Wäre toll, wenn jemand eine Lösung hat - evtl. eine Einfache lach.

Gruß
Tom


----------



## NatokWa (22. Juli 2017)

*AW: Externe SSD wird nicht erkannt (für Festplatten-Kloning)*

Warum MACHST du so einen Unsinn ? Wenn die SSD nicht extern benutzt werden soll BAU SIE EIN !
Diese ganzen USB-Adapter sind in 80% aller Fälle mehr Eletroschrott als brauchbar + haben größte Probleme mit einem unformatierten+UnANGELEGTEN Volume , die sind nicht darauf ausgelegt das das Laufwerk erst erstellt werden muss , damit ist der Kontroller schlicht überfordert .

BTW : Ein gutes Cloning Tool löscht die geklonte Platte sofort , damit entstehen keine Konflikte beim Sys-Start . ALleine schon deshalb ist dein Vorgehen unsinnig .


----------



## TomandYolly (27. Juli 2017)

*AW: Externe SSD wird nicht erkannt (für Festplatten-Kloning)*

Thema erledig ... in einem anderen Forum Lösung gefunden.


----------



## mrmurphy007 (29. Juli 2017)

*AW: Externe SSD wird nicht erkannt (für Festplatten-Kloning)*

Und welche?


----------



## Inzersdorfer (30. Juli 2017)

*AW: Externe SSD wird nicht erkannt (für Festplatten-Kloning)*

Er mußte erst überzeugt werden, die SSD an einen freien SATA Port zu hängen, dann konnte er klonen, mußte allerdings auch die Software dazu wechseln, mit MiniTool Partition Wizard Free konnte er auch die EFI Systempartition mitklonen, so klappte schlußendlich alles. Das einzige Problem das auf ihn noch zukommt ist das er jetzt nur 2% freien Speicherplatz hat, aber das ist eine andere Baustelle.


----------



## Woga65 (1. August 2017)

*AW: Externe SSD wird nicht erkannt (für Festplatten-Kloning)*

Für future use:
Für ein optisches LW hatte ich mir Ende 2016 diesen Adapter zugelegt:
Inateck USB 3.0 zu SATA Konverter Adapter fur 2.5: Amazon.de: Computer & Zubehor

Mittlerweile nutze ich ihn für alles, wo ich mal fix ohne Schrauberei draufschauen oder ein Medium klonen will. Solange er mit stabilen belastbaren 12V versorgt wird, macht er alles mit - Booten, Klonen, Formatieren, Kopieren, Blu-Ray / DVD brennen, uralte SATA 1 Disks, moderne mit SATA 3, SSD, Notebookplatten.

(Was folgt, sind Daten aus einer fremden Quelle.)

PR #52, opened 2026-04-27
feat(auth): MCP OAuth 2.1 client for plainsight-api AS (DT-133)

stwilt:
## Summary

Adds opt-in RFC 9728 protected-resource discovery + ES256 JWT validation against plainsight-api's OAuth 2.1 AS (DT-132). When `OAUTH_AS_URL` is set, MCP clients (Claude Code, Inspector, etc.) can discover the AS, drive RFC 7591 dynamic registration + RFC 6749 §4.1 authz-code+PKCE, and reach `/mcp` with a verified Bearer. When it's unset the server falls back to the existing psctl-token path and behaves identically to before — no behavior change for non-OAuth deployments.

## What MCP clients see (OAuth-only mode)

- `GET /.well-known/oauth-protected-resource/mcp` → 200 with `{"resource": "<self>/mcp", "authorization_servers": ["<AS>"], ...}`. Per the MCP 2025-06-18 spec the metadata lives under the per-MCP- endpoint suffix; this replaces the cascade of `/.well-known/oauth-authorization-server`, `openid-configuration`, etc. that clients currently 404 on.
- `POST /mcp` without Bearer → 401 with `WWW-Authenticate: Bearer ..., resource_metadata="<self>/.well-known/oauth-protected-resource/mcp"`.
- Validated Bearer → MCP handshake / tool calls run normally.

## Token validation

Uses FastMCP's stock `JWTVerifier` with `algorithm="ES256"` and `jwks_uri=<AS>/.well-known/jwks.json`. The AS-side commit that switched signing alg from EdDSA → ES256 was specifically to support this verifier (its alg allowlist hardcodes RS/ES/PS/HS variants and rejects EdDSA).

**Audience accepts a list.** plainsight-api falls back `aud=iss` when `/authorize` did not bind a `resource=` parameter (RFC 8707), but resource-aware clients (Claude Code) DO pass `resource=` so the JWT `aud` lands on `<self>/mcp`. JWTVerifier was previously configured with `audience=<AS>` only, which rejected RFC-8707-bound tokens ("audience mismatch ... 'http://localhost:3000/mcp', expected 'http://localhost:8081'") and surfaced as "Authentication successful, but server reconnection failed." Default audience is now `[<self>/mcp, <AS>]` covering both shapes; either matches. `OAUTH_AUDIENCE` accepts a comma-separated override.

## Tool registration decoupled from startup-token validation

Two real bugs fixed:

1. **Silent failure**: previous startup path swallowed `AuthenticationError` from `create_authenticated_client()` / `get_openapi_spec()` and set `has_auth=False`. Server booted looking healthy with zero entity tools and no log line explaining why.
2. **OAuth-only deployments registered zero tools**: `has_auth` was computed from psctl-file/env at startup, but in OAuth-only mode the only credential is the per-request Bearer. Tools stayed unregistered regardless of how many authenticated requests landed afterward.

Redesign:

- `/openapi.json` and `/entity-spec` are PUBLIC on plainsight-api — fetch them unconditionally at startup. Tools register whenever the openapi fetch succeeds; the previous if-token gate conflated "discovery is possible" with "I have a credential to call APIs."
- `create_authenticated_client(require_token=False)` returns a client with no `Authorization` default header when no startup token exists. Per-request handlers override `Authorization` from session state, the user's primary token, or the FastMCP-context Bearer.
- New `_resolve_bootstrap_auth()` resolves the credential for the ONE call that needs auth before elicitation has run: `POST /api-tokens` inside `request_scoped_token`. Order of preference: psctl/env > FastMCP-context Bearer.
- Loud INFO/WARNING when running OAuth-only without a startup credential, and when openapi.json fetch fails. The previous swallow ran in complete silence.

## Elicitation gate preserved

The elicitation gate (`PermissionError` on entity ops without a session-bound scoped token) is structurally preserved over OAuth. `get_auth_token()` reads only from `OPENFILTER_TOKEN` env or the psctl token file — it does NOT pull from the request's OAuth Bearer. So an agent running under a broad OAuth Bearer still hits `PermissionError` until it drives `request_scoped_token` and the user approves a narrower set via elicitation/browser-approval.

`_resolve_bootstrap_auth` is the only sanctioned consumer of the request Bearer for outbound calls and is documented as such with a "DO NOT BREAK" comment in `entity_tools.py` that names the exact anti-pattern (reading `request.headers["authorization"]` / `ctx.request_context.access_token` into outbound headers) that would silently collapse the layers and let an agent skip elicitation.

## OAuth-shape org_id resolution

plainsight-api OAuth-issued JWTs carry `org_id` as a flat top-level claim, not nested under `app_metadata.organization_id` like Supabase session JWTs. `get_org_id_from_token` now checks the flat claim first and falls back to the legacy nested shape. The `request_scoped_token` bootstrap path also now uses `_resolve_bootstrap_auth()` instead of `read_psctl_token() || get_auth_token()` so OAuth-only deployments can derive `org_id` from the request Bearer.

## Configuration

| Var | Default | Purpose |
|---|---|---|
| `OAUTH_AS_URL` | unset (disables OAuth) | plainsight-api AS base URL | | `OAUTH_RESOURCE_URL` | `http://localhost:$PORT` | advertised in protected-resource doc; must match the externally-reachable URL of this server | | `OAUTH_AUDIENCE` | `<self>/mcp,<AS>` | comma-separated accept-list for JWT `aud` |

## Test plan

- [x] **psctl-token mode** (existing behavior): `tools/list` still returns 13 tools; entity ops authenticate with the stored token.
- [x] **OAuth-only mode** (no psctl, no `OPENFILTER_TOKEN`, `OAUTH_AS_URL` set): Claude Code OAuth flow completes end-to-end against a local plainsight-api at `:8080` + this server at `:3000`. `tools/list` returns the same 13 tools; `list_entity_types` succeeds without a session token; entity ops route through the elicitation gate (PermissionError until `request_scoped_token` runs).
- [x] **Audience binding**: tokens minted with `resource=http://localhost:3000/mcp` AND tokens minted without `resource=` (aud=iss-fallback) both verify and reach `/mcp`.
- [x] **End-to-end with Claude Code**: register → authorize → consent → token → MCP `initialize` → `request_scoped_token` (read-only) → `list_entities organization` returns the user's org.

### DIFF
--- a/src/openfilter_mcp/server.py
+++ b/src/openfilter_mcp/server.py
@@ -527,9 +527,17 @@ def create_mcp_server() -> FastMCP:
     try:
         client = create_authenticated_client(require_token=False)
     except AuthenticationError as exc:
-        # require_token=False means this branch can't actually fire today,
-        # but keep it for symmetry in case a future require_token=True
-        # path lands.
+        # require_token=False shouldn't raise on a missing token, so an
+        # AuthenticationError here means something deeper went wrong
+        # (e.g. transport refused to mint a default-headers client).
+        # Honor the documented REQUIRE_AUTH fail-fast contract.
+        if require_auth:
+            raise SystemExit(
+                f"REQUIRE_AUTH is set but authentication failed: {exc}\n"
+                "Provide a valid token via OPENFILTER_TOKEN env var, mount a "
+                "psctl token file, or enable OAuth-only mode by setting "
+                "OAUTH_AS_URL."
+            ) from exc
         logger.warning("create_authenticated_client raised unexpectedly: %s", exc)
 
     if require_auth and not has_auth and auth_mode != "OAuth-only (per-request bearer)":
--- a/src/openfilter_mcp/server.py
+++ b/src/openfilter_mcp/server.py
@@ -510,10 +510,12 @@ def create_mcp_server() -> FastMCP:
 
     Returns:
         A FastMCP server instance with entity CRUD tools plus code search tools.
-        If no authentication token is available, only code search tools are registered.
+        Entity tools register whenever the OpenAPI spec is reachable — auth is
+        resolved per-request inside each handler, not at registration time. If
+        the OpenAPI fetch fails, only code search tools are registered.
 
     Raises:
-        SystemExit: If REQUIRE_AUTH is set and no valid token is found.
+        SystemExit: If REQUIRE_AUTH is set and no authentication path is available.
     """
     # Create base MCP server. `auth` is None unless OAUTH_AS_URL is set,
     # in which case FastMCP mounts the RFC 9728 protected-resource
--- a/src/openfilter_mcp/server.py
+++ b/src/openfilter_mcp/server.py
@@ -41,7 +41,6 @@ from openfilter_mcp.auth import (
     get_auth_token,
     get_effective_org_id,
     is_plainsight_employee,
-    read_psctl_token,
     AuthenticationError,
     TokenRefreshTransport,
 )
@@ -389,6 +388,54 @@ Note: By default, all API operations require a scoped token. You MUST call reque
 """.strip()
 
 
+def _resolve_bootstrap_auth() -> str | None:
+    """Resolve the credential to use for the /api-tokens bootstrap call.
+
+    Order of preference:
+
+      1. `get_auth_token()` — psctl token file or OPENFILTER_TOKEN env.
+         Long-lived primary credential when present.
+      2. FastMCP request-context OAuth bearer — the user's just-
+         OAuth-approved access token, available in OAuth-only
+         deployments where (1) is empty.
+
+    Returns the raw bearer string or None if neither path has a
+    credential. Used ONLY by `_create_and_activate_token` for the
+    /api-tokens elicitation-bootstrap call. Entity ops do NOT
+    consume this — they go through `entity_tools._get_request_headers`
+    which requires a session-scoped token (the elicitation gate).
+    That gate stays intact regardless of which bootstrap credential
+    was used here.
+
+    The security invariant that entity ops MUST NOT consume the request
+    bearer is enforced at test time by `tests/test_security_invariant.py`,
+    which AST-scans every entity-op handler for the anti-pattern.
+    """
+    token = get_auth_token()
+    if token:
+        return token
+    # Fall through to the OAuth bearer if we're running OAuth-only.
+    # Importing the dependency here keeps the existing psctl-only
+    # deployment path from pulling in the FastMCP auth module.
+    try:
+        from fastmcp.server.dependencies import get_access_token  # type: ignore[import-not-found]
+    except ImportError:
+        # Older fastmcp without OAuth dependency module — psctl path only.
+        return None
+    try:
+        access = get_access_token()
+    except Exception as exc:
+        # get_access_token() reads from a contextvar populated by FastMCP's
+        # auth middleware. If the middleware isn't installed, the var is
+        # missing, or the context is corrupted, surface it at debug level
+        # so OAuth-only deploys can diagnose silent bootstrap failures.
+        logger.debug("get_access_token() failed during bootstrap: %s", exc)
+        return None
+    if access is not None:
+        return access.token
+    return None
+
+
 def _build_oauth_provider() -> Any:
     """Construct a FastMCP RemoteAuthProvider when OAUTH_AS_URL is set,
     otherwise return None and let the existing psctl-token Bearer path
@@ -504,10 +551,15 @@ def create_mcp_server() -> FastMCP:
     client = None
     openapi_spec = None
     has_auth = bool(token)
+    # Control-flow signal for the REQUIRE_AUTH gate below: OAuth-only mode
+    # is when there's no startup token AND OAUTH_AS_URL is configured (the
+    # per-request bearer satisfies REQUIRE_AUTH). `auth_mode` is purely a
+    # log label — never compare it to gate behavior.
+    oauth_only_mode = not token and bool(os.getenv("OAUTH_AS_URL"))
     auth_mode = (
         "psctl/env token"
         if token
-        else "OAuth-only (per-request bearer)" if os.getenv("OAUTH_AS_URL") else "none"
+        else "OAuth-only (per-request bearer)" if oauth_only_mode else "none"
     )
 
     try:
@@ -540,7 +592,7 @@ def create_mcp_server() -> FastMCP:
             ) from exc
         logger.warning("create_authenticated_client raised unexpectedly: %s", exc)
 
-    if require_auth and not has_auth and auth_mode != "OAuth-only (per-request bearer)":
+    if require_auth and not has_auth and not oauth_only_mode:
         raise SystemExit(
             "REQUIRE_AUTH is set but no authentication path is available.\n"
             "Provide a valid token via OPENFILTER_TOKEN env var, mount a psctl "
@@ -549,7 +601,7 @@ def create_mcp_server() -> FastMCP:
         )
 
     if not has_auth:
-        if auth_mode == "OAuth-only (per-request bearer)":
+        if oauth_only_mode:
             logger.info(
                 "no startup credential found; running in OAuth-only mode "
                 "(per-request bearer auth via OAUTH_AS_URL=%s)",
@@ -721,40 +773,6 @@ def create_mcp_server() -> FastMCP:
     # avoiding 409 conflicts with tokens from other sessions.
     import secrets as _secrets
     _session_id = _secrets.token_hex(4)  # e.g. "a1b2c3d4"
-
-    def _resolve_bootstrap_auth() -> str | None:
-        """Resolve the credential to use for the /api-tokens bootstrap call.
-
-        Order of preference:
-
-          1. `get_auth_token()` — psctl token file or OPENFILTER_TOKEN env.
-             Long-lived primary credential when present.
-          2. FastMCP request-context OAuth bearer — the user's just-
-             OAuth-approved access token, available in OAuth-only
-             deployments where (1) is empty.
-
-        Returns the raw bearer string or None if neither path has a
-        credential. Used ONLY by `_create_and_activate_token` for the
-        /api-tokens elicitation-bootstrap call. Entity ops do NOT
-        consume this — they go through `entity_tools._get_request_headers`
-        which requires a session-scoped token (the elicitation gate).
-        That gate stays intact regardless of which bootstrap credential
-        was used here.
-        """
-        token = get_auth_token()
-        if token:
-            return token
-        # Fall through to the OAuth bearer if we're running OAuth-only.
-        # Importing the dependency here keeps the existing psctl-only
-        # deployment path from pulling in the FastMCP auth module.
-        try:
-            from fastmcp.server.dependencies import get_access_token  # type: ignore[import-not-found]
-            access = get_access_token()
-            if access is not None:
-                return access.token
-        except Exception:
-            pass
-        return None
 
     async def _create_and_activate_token(
         ctx: Context,
--- a/src/openfilter_mcp/server.py
+++ b/src/openfilter_mcp/server.py
@@ -239,31 +239,53 @@ class SchemaStrippingTransport(httpx.AsyncBaseTransport):
         return response
 
 
-def create_authenticated_client(timeout: float = 30.0):
-    """Create an authenticated async HTTP client for Plainsight API.
+def create_authenticated_client(timeout: float = 30.0, *, require_token: bool = False):
+    """Create an async HTTP client for Plainsight API.
 
-    Supports cross-tenant operations for Plainsight employees via PS_TARGET_ORG_ID.
+    Auth resolution model:
+
+      1. If a startup token is available (psctl token file or
+         OPENFILTER_TOKEN env), bind it as the client's default
+         Authorization header.
+      2. If not, return a client with NO Authorization default. Per-
+         request handlers (entity_tools._get_request_headers,
+         request_scoped_token's bootstrap path) override Authorization
+         on each call from session-scoped state, the user's primary
+         token, or the FastMCP-context OAuth bearer (whichever is
+         appropriate for that specific call). This is the load-bearing
+         change for OAuth-only deployments where there's no startup
+         token at all but every authenticated request carries a bearer.
+
+    Supports cross-tenant operations for Plainsight employees via
+    PS_TARGET_ORG_ID.
 
     Args:
         timeout: Request timeout in seconds.
+        require_token: If True, raise AuthenticationError when no
+            startup token is available (legacy behavior; only set this
+            from explicit psctl-only deployment paths). Defaults to
+            False so OAuth-only mode constructs a no-default-auth
+            client and tools register normally.
 
     Returns:
-        Configured httpx.AsyncClient instance with schema-stripping middleware
-        and automatic 401 retry via token refresh.
+        Configured httpx.AsyncClient instance with schema-stripping
+        middleware and automatic 401 retry via token refresh.
 
     Raises:
-        AuthenticationError: If no valid token is available.
+        AuthenticationError: If `require_token=True` and no token is
+            available.
     """
     token = get_auth_token()
-    if not token:
+    if not token and require_token:
         raise AuthenticationError("No authentication token available")
 
-    headers = {"Authorization": f"Bearer {token}"}
-
-    # Use effective org ID (supports cross-tenant for Plainsight employees)
-    org_id = get_effective_org_id(token)
-    if org_id:
-        headers["X-Scope-OrgID"] = org_id
+    headers: Dict[str, str] = {}
+    if token:
+        headers["Authorization"] = f"Bearer {token}"
+        # Use effective org ID (supports cross-tenant for Plainsight employees)
+        org_id = get_effective_org_id(token)
+        if org_id:
+            headers["X-Scope-OrgID"] = org_id
 
     # Create transport chain: base -> token refresh -> schema stripping
     # Token refresh handles 401s by refreshing the token and retrying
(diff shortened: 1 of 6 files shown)


lucasmundim (commented):
## Review: feat(auth): MCP OAuth 2.1 client for plainsight-api AS (DT-133)

**Overall**: Well-designed change with thorough documentation of the security invariants. The decoupling of tool registration from startup authentication is a solid architectural improvement. However, **CI is red with 3 test failures** that need fixing, and there's a fragile string-comparison pattern in the startup logic.

### CI is broken (3 failures in )

The behavior changes in `create_authenticated_client` and `create_mcp_server` break existing tests that weren't updated:

1. **`test_create_authenticated_client_raises_without_token`** — now that `require_token` defaults to `False`, the function no longer raises when there's no token. Test needs to either pass `require_token=True` or assert the new behavior.

2. **`test_create_mcp_server_without_token_still_works`** — asserts `poll_until_change not in tool_names`, but now tools register regardless of token presence (which is the point of the PR). Test needs updating to match the new semantics.

3. **`test_create_mcp_server_require_auth_fails_on_invalid_token`** — expects `SystemExit` on bad token + `REQUIRE_AUTH=true`, but the new code calls `create_authenticated_client(require_token=False)` so it never raises. The `REQUIRE_AUTH` gate now only checks `has_auth` and `auth_mode`, not client construction failures.

### What looks good

- **Security model documentation**: The "SECURITY INVARIANT — DO NOT BREAK" comment in `entity_tools.py` is excellent. It names the exact anti-pattern and explains why it's dangerous — the kind of comment that saves a future contributor from a subtle security regression.
- **OAuth audience list design**: Accepting both `[<resource_url>/mcp, <AS>]` to handle RFC 8707-bound tokens and iss-fallback tokens is the right approach.
- **`get_org_id_from_token` dual-shape support**: Checking flat `org_id` first then falling back to nested `app_metadata.organization_id` is clean and backwards-compatible.
- **OpenAPI fetch decoupled from auth**: The insight that `/openapi.json` and `/entity-spec` are public endpoints is a real simplification. The previous code conflated "I can discover the API surface" with "I have a credential."
- **Loud failure on startup**: Replacing the silent swallow with `logger.warning` for openapi fetch failures is a big operability improvement.
- **Duplicate `get_effective_org_id` fix**: Good catch on the pre-existing copy-paste bug (called twice in a row at both org_id resolution sites on main).

### Summary

| Category | Status |
|---|---|
| Design | Strong — clean separation of concerns, well-documented security invariants |
| Test coverage | **Needs work** — 3 existing tests broken, no new tests for OAuth paths |
| Code quality | Minor issues — string-based branching, broad exception handler, dead code |
| Security | Solid — elicitation gate preserved, bootstrap exception well-scoped |

src/openfilter_mcp/server.py
```diff
@@ -388,41 +485,86 @@ def create_mcp_server() -> FastMCP:
...
+    # construction).
+    try:
+        client = create_authenticated_client(require_token=False)
+    except AuthenticationError as exc:
+        # require_token=False means this branch can't actually fire today,
+        # but keep it for symmetry in case a future require_token=True
+        # path lands.
+        logger.warning("create_authenticated_client raised unexpectedly: %s", exc)
+
+    if require_auth and not has_auth and auth_mode != "OAuth-only (per-request bearer)":
```
lucasmundim: is a human-readable string used for both logging and control flow. If someone edits the log string (e.g. to clarify wording), this  gate silently breaks.

Consider splitting the concern — e.g. a boolean  for the logic branch, keeping  purely for the log messages below.

src/openfilter_mcp/server.py
```diff
@@ -570,6 +714,40 @@ async def poll_until_change(
...
+        # Fall through to the OAuth bearer if we're running OAuth-only.
+        # Importing the dependency here keeps the existing psctl-only
+        # deployment path from pulling in the FastMCP auth module.
+        try:
+            from fastmcp.server.dependencies import get_access_token  # type: ignore[import-not-found]
+            access = get_access_token()
+            if access is not None:
+                return access.token
+        except Exception:
+            pass
```
lucasmundim: Bare  here swallows both the expected  (non-OAuth deployments) and unexpected runtime errors in  (e.g. corrupted request context, missing middleware). In OAuth-only mode those failures would be invisible.

Consider narrowing to  for the import path, and at minimum logging unexpected exceptions at  level so OAuth-mode failures aren't silently dropped:

src/openfilter_mcp/server.py
```diff
@@ -388,41 +485,86 @@ def create_mcp_server() -> FastMCP:
...
+    # Authorization headers, and by request_scoped_token's bootstrap path
+    # (which resolves Authorization at call time, not at client
+    # construction).
+    try:
+        client = create_authenticated_client(require_token=False)
+    except AuthenticationError as exc:
+        # require_token=False means this branch can't actually fire today,
+        # but keep it for symmetry in case a future require_token=True
+        # path lands.
+        logger.warning("create_authenticated_client raised unexpectedly: %s", exc)
```
lucasmundim, line 595: nit: The comment honestly documents this as dead code, which I appreciate. But dead exception handlers tend to accumulate and confuse the next reader. Since  is the contract, consider either removing this entirely or replacing it with a targeted test that asserts  never raises  — that documents the invariant without cluttering the production path.

src/openfilter_mcp/server.py
```diff
@@ -388,41 +485,94 @@ def create_mcp_server() -> FastMCP:
...
+    # construction).
+    try:
+        client = create_authenticated_client(require_token=False)
+    except AuthenticationError as exc:
+        # require_token=False shouldn't raise on a missing token, so an
+        # AuthenticationError here means something deeper went wrong
+        # (e.g. transport refused to mint a default-headers client).
+        # Honor the documented REQUIRE_AUTH fail-fast contract.
+        if require_auth:
+            raise SystemExit(
```
lucasmundim, line 589: **Fragile string comparison gates `REQUIRE_AUTH`.** `auth_mode` is computed at line 507 as a free-form string and compared literally here and at line 544. If the string changes in one spot but not the other, the `REQUIRE_AUTH` safety net breaks silently.

Consider comparing on the actual signal directly — `os.getenv("OAUTH_AS_URL")` — it's what `auth_mode` already derives from and can't go stale.

src/openfilter_mcp/server.py
```diff
@@ -570,6 +722,40 @@ async def poll_until_change(
...
+        consume this — they go through `entity_tools._get_request_headers`
+        which requires a session-scoped token (the elicitation gate).
+        That gate stays intact regardless of which bootstrap credential
+        was used here.
+        """
+        token = get_auth_token()
+        if token:
+            return token
+        # Fall through to the OAuth bearer if we're running OAuth-only.
+        # Importing the dependency here keeps the existing psctl-only
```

Das mitgelieferte 2A Steckernetzteil ist ausreichend, aber weil ich den Adapter mittlerweile häufiger nutze, habe ich mir 12V von der PSU des Rechners via Hohlstecker nach außen gelegt.


----------



## HeinnoK (2. Januar 2018)

*AW: Externe SSD wird nicht erkannt (für Festplatten-Kloning)*



Inzersdorfer schrieb:


> Das einzige Problem das auf ihn noch zukommt ist das er jetzt nur 2% freien Speicherplatz hat, aber das ist eine andere Baustelle.



Kannst du mir sagen, wie man die angeht?


----------